As of April 17, 2018, the Company has
sold a total of 50,340 units and received $10,000 in cash ($5,000 before December 31, 2017 for 12,500
units and $5,000 after December 31, 2017 for 12,500 units) and was granted a reduction in accounts payable from a lumber
vendor of $10,138 (as restated – See Note 14) for 25,340 units (as restated- See Note 14) issuable
to the vendor as of December 31, 2017.
10.
Related Party Transactions
Dream
Homes Ltd. Allocated payroll
The Company uses the services of Dream Homes
Ltd. (DHL) personnel for its operations. For the year ended December 31, 2017, selling, general and administrative
expenses include $607,305 incurred for the Company’s estimated share of DHL’s gross payroll and payroll taxes
for that period (which includes $54,000 salary paid to the Company’s Chief Executive Officer and $66,000 salary
paid to the Company’s Secretary and VP of Human Resources). At December 31, 2017, accounts payable and accrued expenses
include $130,152 due to DHL for unpaid payroll reimbursement.
Office Space
The Company has occupied office space located in Forked River, New Jersey which is owned
by an affiliated company. Commencing April 2017, the Company has paid DHL monthly rent of $2,000 ($18,000 total for the
nine months ended December 31, 2017) for this office space.
The
Company occupied under a lease entered into by DHL satellite office space at 2818 Bridge Avenue in Point Pleasant, New Jersey
since August 2016 with a monthly rent of $800 commencing April 2017 and ending September 2017 ($4,000 total for the five months
ended September 30, 2017).
11-
Stock Warrants
On
July 12, 2017, DHDC issued 750,000 stock warrants to various members of Dream Homes & Development Corporation’s executive
team (including 500,000 to the Company’s Chief Executive Officer, 100,000 to the Company’s Secretary, and a total
of 60,000 to the Company’s two other directors and 50,000 to a non-executive DHL project manager employee). These Warrants
entitle the holder to purchase shares of Dream Homes & Development Corporation at $0.30 per share through July 20, 2020. These
warrants vest to the Holder on a semi-annual basis over a 36-month period contingent upon Holder’s continued association
with the Company. The $407,850 total fair value (calculated using the Black Scholes option pricing model and the following assumptions:
(1) stock price of $0.60, (2) exercise price of $0.30, (3) dividend yield of 0%, (4) risk-free interest rate of 1.53%, (5) expected
volatility of 171%, and (6) term of 3 years) of the 750,000 warrants is being expensed evenly over the 3 years requisite service
period of the individuals that were granted these warrants commencing in July 2017. For the period July 12, 2017 through December
31, 2017, stock-based compensation attributable to the warrants was $ 64,064 using the above Black Scholes option pricing model.
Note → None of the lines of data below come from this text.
PR #276, opened 2016-11-10
CB-12130 - Launch storyboard images are not updated or cleaned

NielsLeenheer:
Launch storyboard images were not updated or cleaned in
`updateLaunchStoryboardImages()` or `cleanLaunchStoryboardImages()`
because the check for `Images.xcassets` in
`getLaunchStoryboardImagesDir()` failed.

The reason was that the `platformProjDir` and `projectRoot` were
joined, while both were relative to the root directory. So the
resulting directory was non-sensical. This changes makes
`platformProjDir` relative to `cordovaProject.root`, which matches the
same check in `updateSplashScreens()` and `updateIcons()`.

### DIFF
--- a/bin/templates/scripts/cordova/lib/prepare.js
+++ b/bin/templates/scripts/cordova/lib/prepare.js
@@ -685,7 +685,7 @@ function getLaunchStoryboardImagesDir(projectRoot, platformProjDir) {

Included within the 750,000 warrants described
in the preceding paragraph are 20,000 warrants issued to the Company’s Vice President of Business Development that are not
covered by the Employment Agreement dated April 28, 2017 described in Note 8. Also included within the 750,000 warrants described
in the preceding paragraph are 20,000 warrants issued to the Company’s Sales Manager that are not covered by the Employment
Agreement dated May 8, 2017 described in Note 8.
12-
Subsequent Events
On February 9, 2018, DHL assigned 40,000
restricted shares of Company common stock it held to a minority stockholder of DHL. This minority stockholder of DHL had contributed
$10,000 out of approximately $500,000 in a private placement of common stock in a private placement of common stock of DHL in
2010. In addition, this minority stockholder of DHL also received 30,000 restricted shares of DHL common stock in 2011 for legal
services. Accordingly, no stock-based compensation was recognized by DHDC for this assignment of 40,000 shares.
On February 9, 2018, DHL assigned 25,000
restricted shares of Company common stock it held to the Secretary of both DHDC and DHL for accounting and administrative services
rendered to DHL. Accordingly, no stock-based compensation was recognized by DHDC for this assignment of 25,000 shares.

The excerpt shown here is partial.